Task goal: Among the entries below, tally each line in which the word "utility" is found, then state the tally alone.

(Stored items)
____
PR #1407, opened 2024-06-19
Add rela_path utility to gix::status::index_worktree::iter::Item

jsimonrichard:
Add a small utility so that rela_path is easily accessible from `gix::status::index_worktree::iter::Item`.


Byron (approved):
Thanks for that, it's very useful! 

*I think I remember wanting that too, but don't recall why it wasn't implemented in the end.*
____
Written response: 2